What is Bitcoin and how does it work?

What is Bitcoin?

Bitcoin is a cryptocurrency that was created by Satoshi Nakamoto in 2009. The person or group that established this digital currency used a pseudonym and their true identity is still a mystery.

Bitcoin is not operated by a centralized authority, unlike fiat currencies. Online transactions that are facilitated via Bitcoin usually have lower transaction fees associated with them.

There are not actual physical Bitcoins, since this is purely a digital currency, and balances are recorded on a public ledger that everyone can access. While this increases transparency, it requires a lot of computing power to keep the ledger up to date.

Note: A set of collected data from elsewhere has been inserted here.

Issue #7753, opened 2024-02-19
A way to know exit code after `alacritty_terminal::tty::Shell::new` finishes


SomeoneToIgnore:
I use `alacritty_terminal::tty::Shell::new` options when creating `tty::new` for some bash-like command.
It works well, shows command's output in the terminal and sends `Event::Exit` after the command finishes execution, but there seems to be no way to know what is the `ExitStatus` of that command?

There's a way to get a reference to a `Child` via `Pty::child` (https://docs.rs/alacritty_terminal/latest/alacritty_terminal/tty/struct.Pty.html#method.child)
but the pty itself has to be moved into the `EventLoop` in order to init the terminal:
https://docs.rs/alacritty_terminal/latest/alacritty_terminal/event_loop/struct.EventLoop.html#method.new and the `Child` is not `Clone`.

I could get child's pid, but using `libc` on that pid as
```rust
fn get_exit_code(pid: u32) -> Option<i32> {
    let mut status = 0;
    let waitpid_result = unsafe { libc::waitpid(pid as libc::pid_t, &mut status, libc::WNOHANG) };
    if waitpid_result == -1 {
        None
    } else {
        if libc::WIFEXITED(status) {
            Some(libc::WEXITSTATUS(status))
        } else if libc::WIFSIGNALED(status) {
            None
        } else {
            None
        }
    }
}
```
does not seem to yield any result, I get `None`.

Is there a way to know the `ExitStatus` of that bash-like command? 
If not, would it be appropriate to add a way to do so? Should it be a field in the `Event::Exit` or is there a better way to design this?

kchibisov:
There's no way to do so, and adding exit code event sounds like not a bad idea.

PR #7794, opened 2024-03-01
Send exit code events on child process exit

SomeoneToIgnore:
Closes https://github.com/alacritty/alacritty/issues/7753

### DIFF
--- a/alacritty_terminal/src/event.rs
+++ b/alacritty_terminal/src/event.rs
@@ -52,6 +52,9 @@ pub enum Event {
 
     /// Shutdown request.
     Exit,
+
+    /// Child process exited with an error code.
+    ExitCode(i32),
 }
 
 impl Debug for Event {
@@ -69,6 +72,7 @@ impl Debug for Event {
             Event::Wakeup => write!(f, "Wakeup"),
             Event::Bell => write!(f, "Bell"),
             Event::Exit => write!(f, "Exit"),
+            Event::ExitCode(code) => write!(f, "ExitCode({code})"),
         }
     }
 }
--- a/alacritty_terminal/src/event.rs
+++ b/alacritty_terminal/src/event.rs
@@ -54,7 +54,7 @@ pub enum Event {
     Exit,
 
     /// Child process exited with an error code.
-    ExitCode(i32),
+    ChildExit(i32),
 }
 
 impl Debug for Event {
@@ -72,7 +72,7 @@ impl Debug for Event {
             Event::Wakeup => write!(f, "Wakeup"),
             Event::Bell => write!(f, "Bell"),
             Event::Exit => write!(f, "Exit"),
-            Event::ExitCode(code) => write!(f, "ExitCode({code})"),
+            Event::ChildExit(code) => write!(f, "ChildExit({code})"),
         }
     }
 }
--- a/alacritty_terminal/src/event.rs
+++ b/alacritty_terminal/src/event.rs
@@ -53,8 +53,8 @@ pub enum Event {
     /// Shutdown request.
     Exit,
 
-    /// Child process exited with an error code.
-    ExitCode(i32),
+    /// Child process exited, successfully or not.
+    ChildExit(bool),
 }
 
 impl Debug for Event {
@@ -72,7 +72,7 @@ impl Debug for Event {
             Event::Wakeup => write!(f, "Wakeup"),
             Event::Bell => write!(f, "Bell"),
             Event::Exit => write!(f, "Exit"),
-            Event::ExitCode(code) => write!(f, "ExitCode({code})"),
+            Event::ChildExit(sucess) => write!(f, "ChildExit({sucess})"),
         }
     }
 }
--- a/alacritty_terminal/src/event.rs
+++ b/alacritty_terminal/src/event.rs
@@ -53,8 +53,8 @@ pub enum Event {
     /// Shutdown request.
     Exit,
 
-    /// Child process exited, successfully or not.
-    ChildExit(bool),
+    /// Child process exited with an error code.
+    ExitCode(i32),
 }
 
 impl Debug for Event {
@@ -72,7 +72,7 @@ impl Debug for Event {
             Event::Wakeup => write!(f, "Wakeup"),
             Event::Bell => write!(f, "Bell"),
             Event::Exit => write!(f, "Exit"),
-            Event::ChildExit(sucess) => write!(f, "ChildExit({sucess})"),
+            Event::ExitCode(code) => write!(f, "ExitCode({code})"),
         }
     }
 }
--- a/alacritty_terminal/src/event_loop.rs
+++ b/alacritty_terminal/src/event_loop.rs
@@ -259,7 +259,8 @@ where
                 for event in events.iter() {
                     match event.key {
                         tty::PTY_CHILD_EVENT_TOKEN => {
-                            if let Some(tty::ChildEvent::Exited(code)) = self.pty.next_child_event()
+                            if let Some(tty::ChildEvent::Exited(success)) =
+                                self.pty.next_child_event()
                             {
                                 if self.hold {
                                     // With hold enabled, make sure the PTY is drained.
@@ -268,9 +269,7 @@ where
                                     // Without hold, shutdown the terminal.
                                     self.terminal.lock().exit();
                                 }
-                                if let Some(code) = code {
-                                    self.event_proxy.send_event(Event::ExitCode(code));
-                                }
+                                self.event_proxy.send_event(Event::ChildExit(success));
                                 self.event_proxy.send_event(Event::Wakeup);
                                 break 'event_loop;
                             }
--- a/alacritty_terminal/src/event_loop.rs
+++ b/alacritty_terminal/src/event_loop.rs
@@ -261,15 +261,15 @@ where
                         tty::PTY_CHILD_EVENT_TOKEN => {
                             if let Some(tty::ChildEvent::Exited(code)) = self.pty.next_child_event()
                             {
+                                if let Some(code) = code {
+                                    self.event_proxy.send_event(Event::ChildExit(code));
+                                }
                                 if self.hold {
                                     // With hold enabled, make sure the PTY is drained.
                                     let _ = self.pty_read(&mut state, &mut buf, pipe.as_mut());
                                 } else {
                                     // Without hold, shutdown the terminal.
                                     self.terminal.lock().exit();
-                                }
-                                if let Some(code) = code {
-                                    self.event_proxy.send_event(Event::ChildExit(code));
                                 }
                                 self.event_proxy.send_event(Event::Wakeup);
                                 break 'event_loop;
--- a/alacritty_terminal/src/event_loop.rs
+++ b/alacritty_terminal/src/event_loop.rs
@@ -259,8 +259,7 @@ where
                 for event in events.iter() {
                     match event.key {
                         tty::PTY_CHILD_EVENT_TOKEN => {
-                            if let Some(tty::ChildEvent::Exited(success)) =
-                                self.pty.next_child_event()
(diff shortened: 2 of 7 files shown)


chrisduerr:
> requires having a process handle, which is absent in child_exit_callback

The context passed into the callback is up to us. So you can maybe just pass in the process handle yourself?

SomeoneToIgnore:
Thank you, that seems to work and now I have the codes in both platforms.

alacritty_terminal/src/tty/windows/child.rs
```diff
@@ -31,7 +32,11 @@ extern "system" fn child_exit_callback(ctx: *mut c_void, timed_out: BOOLEAN) {
     }
 
     let event_tx: Box<_> = unsafe { Box::from_raw(ctx as *mut ChildExitSender) };
-    let _ = event_tx.sender.send(ChildEvent::Exited);
+    let child_handle = event_tx.child_handle.load(Ordering::Relaxed) as HANDLE;
+    let mut exit_code = 0_u32;
```
kchibisov, line 36: Could you use the actual type of this value? `LPDWORD` or however windows-sys calls it.

alacritty_terminal/src/tty/mod.rs
```diff
@@ -68,7 +68,7 @@ pub trait EventedReadWrite {
 #[derive(Debug, PartialEq, Eq)]
 pub enum ChildEvent {
     /// Indicates the child has exited.
-    Exited,
+    Exited(Option<i32>),
```
kchibisov, line 71: Do we really need option instead of just saying that `0` is fine? Or maybe we should properly propagate an error from these calls?

alacritty_terminal/src/event_loop.rs
```diff
@@ -259,15 +259,18 @@ where
...
                                     // With hold enabled, make sure the PTY is drained.
                                     let _ = self.pty_read(&mut state, &mut buf, pipe.as_mut());
                                 } else {
                                     // Without hold, shutdown the terminal.
                                     self.terminal.lock().exit();
                                 }
-
+                                if let Some(code) = code {
+                                    self.event_proxy.send_event(Event::ExitCode(code));
+                                }
```
kchibisov, line 273: I think this should be not `ExitCode`, but `ChildExit` or something like that and then we follow it with e.g `exit`, so your sending should be above, since right now you send

```
Exit,
ExitCode
```

Which is a bit _weird_, also you may want to know the exit code for `--hold`, but then `ExitCode` is weird, because it could mean that terminal exited with that code.

kchibisov (changes requested):

alacritty_terminal/src/tty/windows/child.rs
SomeoneToIgnore: There seems to be no `LPDWORD` or even `DWORD` type in the `windows_sys` crate, and looks like tjeu use `*mut u32` directly:

* https://docs.rs/windows-sys/latest/windows_sys/Win32/System/Threading/fn.GetExitCodeProcess.html

* https://github.com/microsoft/windows-rs/blob/1f40da8ffc44adba3f9a866287108e80223d0a81/crates/libs/sys/src/Windows/Win32/System/Threading/mod.rs#L140

* https://github.com/microsoft/windows-rs/blob/1f40da8ffc44adba3f9a866287108e80223d0a81/crates/libs/windows/src/Windows/Win32/System/Threading/mod.rs#L840

alacritty_terminal/src/tty/mod.rs
SomeoneToIgnore: Yeah, this way is even better, I've switched over to `sucess: bool` model.

alacritty_terminal/src/event_loop.rs
SomeoneToIgnore: I've used `ChildExit`.

alacritty_terminal/src/tty/windows/child.rs
kchibisov: then it's fine.

alacritty_terminal/src/event.rs
```diff
@@ -69,6 +72,7 @@ impl Debug for Event {
             Event::Wakeup => write!(f, "Wakeup"),
             Event::Bell => write!(f, "Bell"),
             Event::Exit => write!(f, "Exit"),
+            Event::ChildExit(sucess) => write!(f, "ChildExit({sucess})"),
```
kchibisov, line 75:
```suggestion
            Event::ChildExit(success) => write!(f, "ChildExit({success})"),
```

kchibisov (changes requested):

alacritty_terminal/src/event.rs
```diff
@@ -52,6 +52,9 @@ pub enum Event {
 
     /// Shutdown request.
     Exit,
+
+    /// Child process exited, successfully or not.
+    ChildExit(bool),
```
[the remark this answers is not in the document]
SomeoneToIgnore: I do not understand what it should be then: 
* https://doc.rust-lang.org/std/process/struct.Child.html#method.try_wait returns `Result<Option<ExitStatus>>`
* https://github.com/alacritty/alacritty/blob/992011a4cd9a35f197acc0a0bd430d89a0d01013/alacritty_terminal/src/tty/windows/mod.rs#L117 has similar ideas: we might disconnect from waiting before registering the fact that the process was stopped, ergo we cannot really go and call `GetExitCodeProcess` for this case?

I also do not want to use https://doc.rust-lang.org/std/io/type.Result.html since I have to potentially map every 421-like error code to some `Error` variant or go with https://doc.rust-lang.org/std/io/struct.Error.html#method.other which is also not good — technically, child process cancellations are not _errors_, just a different exit code returned.


So, I will get back to the `Option<i32>` model on this case and will be glad to see your alternative proposals.

alacritty_terminal/src/event_loop.rs
```diff
@@ -259,15 +259,17 @@ where
...
+                            {
                                 if self.hold {
                                     // With hold enabled, make sure the PTY is drained.
                                     let _ = self.pty_read(&mut state, &mut buf, pipe.as_mut());
                                 } else {
                                     // Without hold, shutdown the terminal.
                                     self.terminal.lock().exit();
                                 }
-
+                                self.event_proxy.send_event(Event::ChildExit(success));
```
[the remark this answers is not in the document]
SomeoneToIgnore: Thank you, moved upwards.

alacritty_terminal/src/event.rs
```diff
@@ -52,6 +52,9 @@ pub enum Event {
 
     /// Shutdown request.
     Exit,
+
+    /// Child process exited with an error code.
+    ChildExit(i32),
```
chrisduerr, line 57: Just to make sure: You don't care about children that get killed? Since those obviously won't have an exit code.

alacritty_terminal/src/tty/mod.rs
chrisduerr: Just to be clear here: `Option` does **not** come from `try_wait`, in that scenario the process hasn't quit. It is an `Option` because every process on Unix can either exit, or be killed by a signal. Processes killed by a signal have no exit status.

alacritty_terminal/src/tty/windows/child.rs
```diff
@@ -32,7 +33,11 @@ extern "system" fn child_exit_callback(ctx: *mut c_void, timed_out: BOOLEAN) {
...
+    let status = unsafe { GetExitCodeProcess(child_handle, &mut exit_code) };
+    let exit_code = if status > 0 { Some(exit_code as i32) } else { None };
+    let _ = event_tx.sender.send(ChildEvent::Exited(exit_code));
```
chrisduerr, line 40: Some logical separation of the separate steps with blank lines would be nice here. Otherwise that's just a very dense block that does "everything".

alacritty_terminal/src/tty/windows/child.rs
```diff
@@ -145,6 +154,10 @@ mod tests {
         poller.wait(&mut events, Some(WAIT_TIMEOUT)).unwrap();
         assert_eq!(events.iter().next().unwrap().key, PTY_CHILD_EVENT_TOKEN);
         // Verify that at least one `ChildEvent::Exited` was received.
-        assert_eq!(child_exit_watcher.event_rx().try_recv(), Ok(ChildEvent::Exited));
+        assert_eq!(
+            child_exit_watcher.event_rx().try_recv(),
+            Ok(ChildEvent::Exited(Some(1))),
+            "Killed process should report non-zero exit code"
```
chrisduerr, line 160: The message and assertion do not match. Should say we expect an exit code of `1` if that's what we're asserting.

I'd go so far and say this message provides no additional benefit and if we wanted to add a message the most useful thing to put there would be the exit status we actually got.

chrisduerr (changes requested):

alacritty_terminal/src/event.rs
SomeoneToIgnore: I do not think so, but my use cases might be not very mainstream (judging by the fact that I have created 3 feature requests related to them), so ready to adjust the logic the way it seems more appropriate.

All my 3 cases are related to Zed and this part of code: https://github.com/zed-industries/zed/blob/1081ba7a62ed67ba7dae0e2304842e82a589f25e/crates/terminal/src/terminal.rs#L322-L338

* interactive shell session

Does not really matter how and when children exit: `Event::Exit` is used for hiding corresponding UI elements, and it will be sent anyway, no dependence on the child being killed or not.

* (future) collab terminal with tty bytes sent over the server into another instance

Either no children will be used at all, or, if we'll come up with a magic wrapper to make output easier, its child exit should be ignored as not something exposed to the user => no need to know if it's killed too

* running bash-like commands that user defined in Zed elsewhere

Here is what it's all about: those commands spawn a dedicated, task tabs that will only show that command's output — I would want to e.g. change the terminal tab icon based on various child exit statuses, but right now all Alacritty has for shutdown reporting is `Event::Exit`.

If we can rely on Alacritty always sending `Event::ChildExit` on such command finish (which seems to work, based on my tests), killed and all other non-natural abrupts can be derived from the fact that we've already received `Event::Exit`but no `Event::ChildExit` was sent before.

Works for me and does not seem like we need to know about the killing here too.

alacritty_terminal/src/tty/windows/child.rs
```diff
@@ -32,7 +33,13 @@ extern "system" fn child_exit_callback(ctx: *mut c_void, timed_out: BOOLEAN) {
     }
 
     let event_tx: Box<_> = unsafe { Box::from_raw(ctx as *mut ChildExitSender) };
-    let _ = event_tx.sender.send(ChildEvent::Exited);
+
+    let mut exit_code = 0_u32;
+    let child_handle = event_tx.child_handle.load(Ordering::Relaxed) as HANDLE;
+    let status = unsafe { GetExitCodeProcess(child_handle, &mut exit_code) };
+    let exit_code = if status > 0 { Some(exit_code as i32) } else { None };
```
chrisduerr, line 40: > If the function succeeds, the return value is nonzero.

The return type of `GetExitCodeProcess` is an integer and the documentation states that anything nonzero indicates success. As such it would be possible to get a return value of `-1`, which is smaller than 0 but still a valid success return value.

Generally you want to handle stuff like this using `status != FALSE`, where `FALSE` is the constant imported from windows_sys.

chrisduerr (changes requested):

alacritty_terminal/src/tty/windows/child.rs
SomeoneToIgnore: Indeed, thank you for catching that, fixed.

chrisduerr (approved):

chrisduerr:
@kchibisov Feel free to just merge if you don't have any major issues left with this.

kchibisov (approved):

Bitcoin or BTC has become very popular, rising in value over time. It has spurred the creation of other digital currencies or altcoins, such as Ethereum and Binance Coin.

Peer-To-Peer and Bitcoin Technology

Bitcoins can be transferred from one user to another by using a peer-to-peer or P2P network and it was one of the first cryptocurrencies to make instant payments possible. The BTC network is completely decentralized, with various individuals, groups and companies investing in computing power.

What is meant by Bitcoin mining?

what is Bitcoin mining
Bitcoin mining requires a lot of computing power

In Bitcoin mining, different computational puzzles are solved in order to find a new block and add it to the blockchain. Bitcoin miners process these transactions.

Mining requires a lot of computing power but it’s the only process that allows new Bitcoins to enter circulation. Miners invest in the process because they want to earn a few BTC.

Every time a block is mined, transaction records are added and checked across the entire network. The rewards earned by miners decrease by half for every 200,000 or so blocks mined.

In 2009, miners earned 50 BTC for every block. By May 2020, when the third halving took place, miners were only able to earn 6.25 BTC every time they mined a block.

Benefits and Disadvantages of Bitcoin

Bitcoin controls the largest share of the cryptocurrency market, so it’s easy to trade it or use it in online transactions. Since it’s stored and recorded on a decentralized ledger, it’s less subject to external manipulation or political interference.

Although Bitcoin can be used to store value, it’s unpredictable, as the price constantly fluctuates. In 2017 you could get $20,000 per BTC but just four years later you were only able to sell a Bitcoin for half that.

It’s expensive to invest in mining BTC. In addition, the periodic halving negatively impacts rewards.